Blood vessels change their positions as the heart beats. An optimal view angle is determined for a blood vessel so as to structure a three-dimensional blood vessel image in a cardiac phase at a moment of the moving blood vessel and satisfy above (a), (b), (c). However, the determined optimal view angle cannot necessarily be optimal in all the cardiac phases. In other words, if such a view angle is optimal in a cardiac phase, it may not necessarily be so in other cardiac phases and hence the requirements of above (a), (b), (c) may not necessarily be satisfied in other cardiac phases. Additionally, it is not possible to determine an optimal view angle in terms of (d) an angle that makes the morbid part appear moving least. For example, if any other blood vessel does not overlap the coronary artery 1a in a cardiac phase, the coronary artery 1a is more often than not hidden by some other blood vessel to make an intervention difficult.

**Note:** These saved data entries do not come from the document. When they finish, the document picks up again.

PR #347, opened 2024-10-22
Rhs2116 - Search through possible step sizes to find global step size

### LINKED ISSUE #345: Instead of using the smallest step size, search for a step size that works for all stimuli
Currently, the logic is that the step size should remain the same as the current step size if possible, and if this is not possible, the new step size will be the smallest possible step size to accommodate the requested amplitude. This causes issues if the rest of the stimuli are too large to fit within the smallest step size.

Instead, we should evaluate the existing stimuli by taking their current amplitudes, and comparing them to the list of possible step sizes for the new amplitude. Search for a step size that works for all amplitudes (i.e., the steps are between 1 and 255). Choose the step size that accomplishes this.

If no such step size exists (the amplitudes are too far apart to be bridged by a common step size), give an error message immediately that the requested amplitude is outside of the bounds of the current step size. If the user continues forward, then allow them to set the new amplitude and override the existing step size, clearing the stimuli for channels that do not fit into the new step size, similar to how it is currently performed.

bparks13:
Instead of choosing the smallest step size for a new amplitude, search through all existing amplitudes and all possible step sizes to see if one fits all amplitudes simultaneously.
Modified the existing error message to be more clear why the current amplitudes are incompatible with the new step size.

- Fixes #345


OpenEphys.Onix1.Design/Rhs2116StimulusSequenceDialog.cs
```diff
@@ -1070,7 +1044,33 @@ private bool UpdateStepSizeFromAmplitude(double amplitude)
                 }
                 else
                 {
-                    StepSize = possibleStepSizes.First();
+                    // NB: Search through the possible step sizes and try to find one that matches all current amplitudes
+                    var validStepSizes = possibleStepSizes.Where(s =>
```
jonnew, line 1048: I think the crux in this process, for deciding if a stepsize is valid is the definition of `IsValidNumberOfSteps` combined with the `First()` section below. This logic indicates that any step size that allows the requested amplitude to fit can be used, without respect to how precise that fit actually is. Lets look at the space of step sizes versus requested amplitudes and the error between the requested amplitude and the one that can be actualized given a stepsize. Lets define error:

$$ error\  (percent) = 100  * \frac{A - [round(A/s) * s]}{A}$$

Where $$s$$ is the step size and $$A$$ is the requested, floating point amplitude. Lets look at the error for the $$(s, A)$$ parameter space:

<details>

<summary>Python script</summary>

``` python
import numpy as np
from matplotlib import pyplot as plt
from matplotlib import colors

step_sizes_uA = np.array([0.01, 0.02, 0.05, 0.1, 0.2, 0.5, 1.0, 2.0, 5.0, 10.0])
amplitudes_uA = np.arange(0.01, 2500, 0.01)


E = np.zeros((step_sizes_uA.shape[0],amplitudes_uA.shape[0]))

for i, s in enumerate(step_sizes_uA):
    for j, a in enumerate(amplitudes_uA):
        
        if a < s or a > s * 255:
            E[i, j] = np.nan;
        else:           
            E[i, j] = 100 *(a - (round(a/s) * s)) / a
        
#%%
plt.close('all')
fig, axs = plt.subplots(1, 2, figsize=(5, 6), layout='constrained')

interp_type = 'nearest'
zoom_end = 5000

norm = colors.Normalize(vmin=np.nanmin(E), vmax=np.nanmax(E))


im = axs[1].imshow(E[:, 0:zoom_end], aspect='auto', norm=norm, interpolation=interp_type)
axs[1].set_yticks(np.arange(0, step_sizes_uA.shape[0], 1), labels=step_sizes_uA)
axs[1].set_xticks(axs[1].get_xticks(), labels=axs[1].get_xticks() * 0.01)
axs[1].set_xlabel("Amplitude [uA]")
axs[1].set_ylabel("Step size [uA]")
axs[1].set_xlim(-zoom_end/20, zoom_end+zoom_end/20)

axs[0].imshow(E, aspect='auto', norm=norm, interpolation=interp_type)
axs[0].set_yticks(np.arange(0, step_sizes_uA.shape[0], 1), labels=step_sizes_uA)
axs[0].set_xticks(axs[0].get_xticks(), labels=axs[0].get_xticks() * 0.01)
axs[0].set_xlabel("Amplitude [uA]")
axs[0].set_ylabel("Step size [uA]")
axs[0].set_xlim(-len(amplitudes_uA)/20, len(amplitudes_uA)+len(amplitudes_uA)/20)


cbar = fig.colorbar(im, ax=axs, orientation='horizontal', fraction=.1)
cbar.ax.set_xlabel("Error (%)")
```
</details>


amp-step-error

All the colored sections of this heatmap are valid step-size and amplitude combinations, but the error between the requested amplitude and the actualized one can be up to 30% for some combinations. For this reason, we must got beyond finding a "valid" step-size and find the step-size that minimizes the maximal relative error between the desired and actual amplitude across channels.

jonnew (changes requested):

OpenEphys.Onix1.Design/Rhs2116StimulusSequenceDialog.cs
```diff
@@ -927,11 +907,6 @@ private double GetTimeFromSample(uint value)
...
         }
 
-        private double GetAmplitudeFromSample(byte value)
-        {
-            return GetAmplitudeFromSample(value, StepSize);
-        }
-
         private double GetAmplitudeFromSample(byte value, Rhs2116StepSize stepSize)
         {
             return value * Rhs2116StimulusSequence.GetStepSizeuA(stepSize);
```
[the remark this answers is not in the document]
bparks13: @jonnew This feels like a big enough change to me that it should be its own issue. I've created a new one here (#353), let me know what you think of it, and if it is important to be moved to 0.4.1 we can definitely prioritize it.

bparks13:
Commenting here the algorithm used to define the step-size.

1. User types in an amplitude value [0.01 - 2550 µA]
    1. These bounds are checked to ensure it is a valid amplitude
2. A list of possible step sizes are found that can be used to generate this amplitude
    1. If the list contains the current step size that other channels use, use the current step size
        - **Note**: This currently does not evaluate error for the requested amplitude. Should the newly requested amplitude take priority over existing amplitudes? Meaning, should we change the step size if the new amplitude is slightly off, or should we prioritize the existing amplitudes and round the new amplitude to match?
    1. Otherwise, create a new list of step sizes that are valid for all existing amplitudes
        1. Using this new list, iterate over all existing and new amplitudes to calculate the error, and find a step size that minimizes the maximum error of each amplitude
    1. If no step size exists that fits all amplitudes, choose the largest step size that is valid for the new amplitude, but give a warning that the step size is out of range
        - **Note**: This does not change the step size for the existing amplitudes yet, the step size for the existing amplitudes is only updated if the user tries to apply the stimulus settings to a new channel

jonnew:
Unfortunately, this is still incorrect:

Here I'm trying to change one amplitude to 100 uA while the rest of the channels are at 1000 uA. 0.5 uA is selected and I get the following warning:

image

But both 5 uA and 10 uA steps would perfectly fit 100 and 1000 uA amplitudes.

jonnew:
I'm attaching a starting point for correcting this, potentially. I would completely forget the GUI and thing about how to modify the definitions of `Rhs2116Stimulus`, `Rhs2116StimulusSequence`, and `Rhs2116StimulusSequencePair` in order to verify a requested stimulus and optimize the step size. 

- I would make `Rhs2116StimulusSequence.StepSize` have a private setter to ensure its only going to be manipulated via internal logic
- I would make `Rhs2116StimulusSequence.Stimuli` have private setter as well. 
- I would then provide this class with a public function that can be called to try to add stimuli to the `Stimuli` while doing verification, error optimization, etc. 

``` csharp
using System;
using System.Collections;
using System.Collections.Generic;
using System.Linq;
using System.Xml.Serialization;
using System.Runtime.CompilerServices;

[assembly: InternalsVisibleTo("OpenEphys.Onix1.Design")]

namespace OpenEphys.Onix1
{
    /// <summary>
    /// A stimulus sequence for a Rhs2116 device.
    /// </summary>
    public class Rhs2116StimulusSequence
    {
        internal const int NumberOfChannels = 16;
        const int NumberOfStepSizes = 10;

        /// <summary>
        /// Initializes a new instance of the <see cref="Rhs2116StimulusSequence"/> class with 16 default
        /// stimuli.
        /// </summary>
        public Rhs2116StimulusSequence()
        {
            Stimuli = new Rhs2116Stimulus[NumberOfChannels];

            for (var i = 0; i < Stimuli.Length; i++)
            {
                Stimuli[i] = new Rhs2116Stimulus();
            }
        }

        /// <summary>
        /// Initializes a new instance of the <see cref="Rhs2116StimulusSequence"/> by performing a
        /// shallow copy of a reference sequence.
        /// </summary>
        /// <param name="sequence">Existing <see cref="Rhs2116StimulusSequence"/> to copy.</param>
        public Rhs2116StimulusSequence(Rhs2116StimulusSequence sequence)
        {
            Stimuli = Array.ConvertAll(sequence.Stimuli, stimulus => stimulus.Clone());
            CurrentStepSize = sequence.CurrentStepSize;
        }


        public bool DefineStimulus(int channel, uint numberOfStimuli, bool anodicFirst, double delayMillis, double dwellMillis, 
            double anodicMillis, double anodicMicroAmps, double cathodicMillis, double cathodicMicroAmps, double interStimMillis,
            bool force)
        {
            // TODO: sanity checks other than amplitude checking
            var error = new double[NumberOfChannels * 2, NumberOfStepSizes];
            var maxError = new List<double>(NumberOfStepSizes);
            var stepSizes = Enum.GetValues(typeof(Rhs2116StepSize)).Cast<Rhs2116StepSize>();
            var stepSizesuA = stepSizes.Select(s => GetStepSizeuA(s)).ToArray();
            var currentStepSizeuA = GetStepSizeuA(CurrentStepSize);

            for (int c = 0; c < NumberOfChannels; c += 2)
            {
                var anodicAmp = c == channel ? anodicMicroAmps : Stimuli[c].AnodicAmplitudeSteps * currentStepSizeuA;
                var cathodicAmp = c == channel ? cathodicMicroAmps : Stimuli[c].CathodicAmplitudeSteps * currentStepSizeuA;

                for (int s = 0; s < NumberOfStepSizes; s++)
                {
                    error[c, s] = anodicAmp < stepSizesuA[s] || anodicAmp > s * 255 ?
                        double.PositiveInfinity :
                        Math.Abs((anodicAmp - (stepSizesuA[s] * Math.Round(anodicAmp / stepSizesuA[s]))) / anodicAmp);

                    error[c + 1, s] = cathodicAmp < stepSizesuA[s] || cathodicAmp > s * 255 ?
                        double.PositiveInfinity :
                        Math.Abs((cathodicAmp - (stepSizesuA[s] * Math.Round(cathodicAmp / stepSizesuA[s]))) / cathodicAmp);

                    maxError[s] = Math.Max(maxError[s], Math.Max(error[c, s], error[c + 1, s]));

                }
            }

            var optimalStep = maxError.ToList().IndexOf(maxError.Min());
            var optimalError = maxError[optimalStep];

            if (optimalError == double.PositiveInfinity && !force)
                return false;

            CurrentStepSize = stepSizes.ElementAt(optimalStep);
            // TODO: regenerate Stimuli by assigning Stimuli[channel] and updated the others' parameters with the new step size

            return true;
        }

        /// <summary>
        /// Gets or sets the array of <see cref="Rhs2116Stimulus"/> sequences.
        /// </summary>
        public Rhs2116Stimulus[] Stimuli { get; private set; }

        /// <summary>
        /// Gets or sets the <see cref="Rhs2116StepSize"/>. 
        /// </summary>
        public Rhs2116StepSize CurrentStepSize { get; private set; } = Rhs2116StepSize.Step5000nA;

        /// <summary>
        /// Maximum length of the sequence across all channels.
        /// </summary>
        [XmlIgnore]
        public uint SequenceLengthSamples
        {
            get
            {
                uint max = 0;

                foreach (var stim in Stimuli)
                {
                    var len = stim.DelaySamples + stim.NumberOfStimuli * (stim.AnodicWidthSamples + stim.CathodicWidthSamples + stim.DwellSamples + stim.InterStimulusIntervalSamples);
                    max = len > max ? len : max;

                }

                return max;
            }
        }

        /// <summary>
        /// Maximum peak to peak amplitude of the sequence across all channels.
        /// </summary>
        [XmlIgnore]
        public int MaximumPeakToPeakAmplitudeSteps
        {
            get
            {
                int max = 0;

                foreach (var stim in Stimuli)
                {
                    var p2p = stim.CathodicAmplitudeSteps + stim.AnodicAmplitudeSteps;
                    max = p2p > max ? p2p : max;

                }

                return max;
            }
        }

        /// <summary>
        /// Is the stimulus sequence well defined.
        /// </summary>
        [XmlIgnore]
        public bool Valid => Stimuli.ToList().All(s => s.Valid);

        /// <summary>
        /// Does the sequence fit in hardware.
        /// </summary>
        [XmlIgnore]
        public bool FitsInHardware => StimulusSlotsRequired <= Rhs2116.StimMemorySlotsAvailable;

        /// <summary>
        /// The maximum number of memory slots available.
        /// </summary>
        [XmlIgnore]
        public int MaxMemorySlotsAvailable => Rhs2116.StimMemorySlotsAvailable;

        /// <summary>
        /// Number of hardware memory slots required by the sequence.
        /// </summary>
        [XmlIgnore]
        public int StimulusSlotsRequired => DeltaTable.Count;

        /// <summary>
        /// Gets the current step size in µA.
        /// </summary>
        [XmlIgnore]
        public double CurrentStepSizeuA
        {
            get => GetStepSizeuA(CurrentStepSize);
        }

        /// <summary>
        /// Gets the step size in microamps of a given <see cref="Rhs2116StepSize"/>.
        /// </summary>
        /// <param name="stepSize">The <see cref="Rhs2116StepSize"/> value to convert to microamps.</param>
        /// <returns>Returns a double corresponding to the given step size in microamps.</returns>
        /// <exception cref="ArgumentException">Invalid stimulus step size selection.</exception>
        public static double GetStepSizeuA(Rhs2116StepSize stepSize)
        {
            return stepSize switch
            {
                Rhs2116StepSize.Step10nA => 0.01,
                Rhs2116StepSize.Step20nA => 0.02,
                Rhs2116StepSize.Step50nA => 0.05,
                Rhs2116StepSize.Step100nA => 0.1,
                Rhs2116StepSize.Step200nA => 0.2,
                Rhs2116StepSize.Step500nA => 0.5,
                Rhs2116StepSize.Step1000nA => 1.0,
                Rhs2116StepSize.Step2000nA => 2.0,
                Rhs2116StepSize.Step5000nA => 5.0,
                Rhs2116StepSize.Step10000nA => 10.0,
                _ => throw new ArgumentException("Invalid stimulus step size selection."),
            };
        }

        /// <summary>
        /// Gets the maximum possible amplitude for a single pulse, in µA.
        /// </summary>
        [XmlIgnore]
        public double MaxPossibleAmplitudePerPhaseMicroAmps => CurrentStepSizeuA * 255;

        internal IEnumerable<byte> AnodicAmplitudes => Stimuli.ToList().Select(x => x.AnodicAmplitudeSteps);

        internal IEnumerable<byte> CathodicAmplitudes => Stimuli.ToList().Select(x => x.CathodicAmplitudeSteps);

        /// <summary>
        /// Generate the delta-table representation of this stimulus sequence that can be uploaded to the
        /// RHS2116 device. The resultant dictionary has a time, in samples, as the key and a combined
        /// [polarity, enable] bit field as the value.
        /// </summary>
        [XmlIgnore]
        internal Dictionary<uint, uint> DeltaTable
        {
            get => GetDeltaTable();
        }

        private Dictionary<uint, uint> GetDeltaTable()
        {
            var table = new Dictionary<uint, BitArray>();

            for (int i = 0; i < NumberOfChannels; i++)
            {
                var s = Stimuli[i];

                var e0 = s.AnodicFirst ? s.AnodicAmplitudeSteps > 0 : s.CathodicAmplitudeSteps > 0;
                var e1 = s.AnodicFirst ? s.CathodicAmplitudeSteps > 0 : s.AnodicAmplitudeSteps > 0;
                var d0 = s.AnodicFirst ? s.AnodicWidthSamples : s.CathodicWidthSamples;
                var d1 = d0 + s.DwellSamples;
                var d2 = d1 + (s.AnodicFirst ? s.CathodicWidthSamples : s.AnodicWidthSamples);

                var t0 = s.DelaySamples;

                for (int j = 0; j < s.NumberOfStimuli; j++)
                {
                    AddOrInsert(ref table, i, t0, s.AnodicFirst, e0);
                    AddOrInsert(ref table, i, t0 + d0, s.AnodicFirst, false);
                    AddOrInsert(ref table, i, t0 + d1, !s.AnodicFirst, e1);
                    AddOrInsert(ref table, i, t0 + d2, !s.AnodicFirst, false);

                    t0 += d2 + s.InterStimulusIntervalSamples;
                }
            }

            return table.ToDictionary(d => d.Key, d =>
            {
                int[] i = new int[1];
                d.Value.CopyTo(i, 0);
                return (uint)i[0];
            });
        }

        private static void AddOrInsert(ref Dictionary<uint, BitArray> table, int channel, uint key, bool polarity, bool enable)
        {
            if (table.ContainsKey(key))
            {
                table[key][channel] = enable;
                table[key][channel + 16] = polarity;
            }
            else
            {
                table.Add(key, new BitArray(32, false));
                table[key][channel] = enable;
                table[key][channel + 16] = polarity;
            }
        }
    }
}


```

OpenEphys.Onix1/Rhs2116Stimulus.cs
```diff
@@ -8,6 +9,90 @@ namespace OpenEphys.Onix1
     /// </summary>
     public class Rhs2116Stimulus
     {
+        /// <summary>
+        /// Double defining the length of a single time sample, in milliseconds.
+        /// </summary>
+        public static readonly double SamplePeriodMilliSeconds = 1e3 / 30.1932367151e3;
```
jonnew, line 15: Redundant with ConfigureRhs2116.SampleFrequencyHz. If you want a milliseconds version, they use that const to make it. Additionally:

1. Why not const?
2. Why declared here instead of in design library since thats the only place its used?

OpenEphys.Onix1/Rhs2116Stimulus.cs
```diff
@@ -8,6 +9,90 @@ namespace OpenEphys.Onix1
...
+            DelaySamples = delaySamples;
+            DwellSamples = dwellSamples;
+            AnodicAmplitudeSteps = anodicAmplitudeSteps;
+            AnodicWidthSamples = anodicWidthSamples;
+            CathodicAmplitudeSteps = cathodicAmplitudeSteps;
+            CathodicWidthSamples = cathodicWidthSamples;
+            InterStimulusIntervalSamples = interStimIntervalSamples;
+        }
+
+        internal void CopyStimulus(Rhs2116Stimulus stimulus)
```
jonnew, line 65: You have a copy constructor above. What is the purpose of this?

jonnew, line 65: Additionally, `objects` com pre-packaged with a lot of functionality like this

https://learn.microsoft.com/en-us/dotnet/api/system.object.memberwiseclone?view=net-8.0

but this can also be used for deep copies

```
    public Person DeepCopy()
    {
        Person other = (Person)MemberwiseClone();
        other.IdInfo = new IdInfo(IdInfo.IdNumber);
        return other;
    }
```

OpenEphys.Onix1/Rhs2116Stimulus.cs
```diff
@@ -8,6 +9,90 @@ namespace OpenEphys.Onix1
...
+        }
+
+        /// <summary>
+        /// Requested amplitude of the anodic pulse in microamps
+        /// </summary>
+        [DisplayName("Requested Anodic Amplitude (µA)")]
+        [XmlIgnore]
+        [Browsable(false)]
+        [Externalizable(false)]
+        public double RequestedAnodicAmplitudeuA { get; set; } = 0.0;
```
jonnew, line 85: This is not a property of a `Rhs2116Stimulus`, which is a representation of a stimulus that will be put into hardware. Therefore, this class should not contain this property.

OpenEphys.Onix1/Rhs2116StimulusSequencePair.cs
```diff
@@ -9,8 +12,8 @@ namespace OpenEphys.Onix1
     /// </summary>
     public class Rhs2116StimulusSequencePair
     {
-        internal readonly Rhs2116StimulusSequence StimulusSequenceA;
-        internal readonly Rhs2116StimulusSequence StimulusSequenceB;
+        internal virtual Rhs2116StimulusSequence StimulusSequenceA { get; }
```
jonnew, line 15: I'm confused as to why this is marked virtual. Are you planning on overriding these properties?

OpenEphys.Onix1/Rhs2116StimulusSequencePair.cs
```diff
@@ -9,8 +12,8 @@ namespace OpenEphys.Onix1
...
+        internal virtual Rhs2116StimulusSequence StimulusSequenceB { get; }
```
jonnew, line 16: why virtual?

OpenEphys.Onix1/Rhs2116StimulusSequencePair.cs
```diff
@@ -33,10 +36,22 @@ public Rhs2116StimulusSequencePair(Rhs2116StimulusSequencePair stimulusSequenceD
...
+        {
+            StimulusSequenceA = new Rhs2116StimulusSequence(stimulusSequenceA);
+            StimulusSequenceB = new Rhs2116StimulusSequence(stimulusSequenceB);
+        }
+
         /// <summary>
         /// Gets or sets the <see cref="Rhs2116Stimulus"/> array of stimuli.
         /// </summary>
-        public Rhs2116Stimulus[] Stimuli
+        public virtual Rhs2116Stimulus[] Stimuli
```
jonnew, line 54: why virtual?

jonnew (changes requested):
I terms of behavior, this looks very good. I played around with several extreme combinations of amplitudes

- At margins of min and max for an step size i had in mind
- Looking at the rounding behavior versus actual applied amplitude in grey box
- Looking at display while i was doing this.

All of that looked good. However, the underlying code does need work.

OpenEphys.Onix1/Rhs2116Stimulus.cs
jonnew: What I mean by this is the following: when you are defining a class, the better way to think about it is that you are defining a type. A type indicates a set of possible features that belong and a set that dont. In this case, in my opinion, these properties do not belong to a software representation of a stimulus because they have to do with a user's desires rather than what is possible.  They should be held somewhere else, probably in the design library.

OpenEphys.Onix1/Rhs2116Stimulus.cs
bparks13: Great point, I'm not sure why I added this instead of using the copy constructor. Removed this method.

bparks13:
@jonnew I have addressed the review comments. Let me know if this PR is approved, and if it is I will go ahead and rebase to clean up the history before merging

OpenEphys.Onix1.Design/Rhs2116StimulusSequenceDialog.cs
```diff
@@ -12,10 +12,18 @@ namespace OpenEphys.Onix1.Design
     /// </summary>
     public partial class Rhs2116StimulusSequenceDialog : Form
     {
+        /// <summary>
```
jonnew, line 15: For the sake of consistency, i would remove this from a private variable (imagine if they all had something like this).

OpenEphys.Onix1/Rhs2116Stimulus.cs
```diff
@@ -212,7 +150,7 @@ public bool IsValid(out string reasonInvalid)
         /// <summary>
         /// Resets all properties to their default values.
         /// </summary>
-        public void Clear(bool clearRequestedAmplitudes = false)
+        public void Clear()
```
jonnew, line 153: et voilà -- we can see an effect of type pollution cleanup here

jonnew (approved):
Looks good. Can we add the following functionality before the merge please:

image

A heat phase can be explained by means of an electrocardiogram signal as follows. An electrocardiogram (ECG) is obtained by sensing the movement of the heart as an electrical signal. As shown in FIG. 32 of the accompanying drawings, an R-wave appears when the ventricle begins contraction. A cardiac phase shows a temporal phase of the electrocardiogram signal E in the time interval from an R-wave to the next R-wave. Generally, an R-wave is defined as 0% temporal phase and the next R-wave is defined as 100% temporal phase and the temporal phase at any moment in the time interval is determined by means of the temporal ratio of the moment. For example, an end-diastolic phase is expressed to be at or near 75% temporal phase.
As pointed out above, the determined optimal view angle cannot necessarily be optimal in all the cardiac phases. To solve this problem, a technique of preparing four-dimensional data of (x, y, z, t) including three-dimensional spatial image data of (x, y, z) and temporal elements (t) and determining an optimal view angle for all the cardiac phases by means of these four-dimensional data may be conceivable.
However, the data obtained by means of such a technique include both information acquired when the view angle is shifted and information on the movement of the heart. Then, the image displayed on the monitor screen is a three-dimensional image of a blood vessel that is obtained when the view angle is shifted to which the heartbeat movement is added. When both the shift of the view angle and the heartbeat movement are displayed on the monitor screen, the movement of the coronary artery 1a shown on the monitor screen becomes complicated to make it difficult to determine an optimal view angle. Determine separately an optimal view angle by shifting the view angle and also an optimal view angle in a cardiac phase results in determining only a locally optimal view angle to make it very time consuming to determine an optimal view angle for all the cardiac phases. Known documents relating to this technical field include U.S. Pat. No. 6,501,848.
The present invention provides an image display method and an image display apparatus that can display an image for determining an optimal view angle in a short period of time.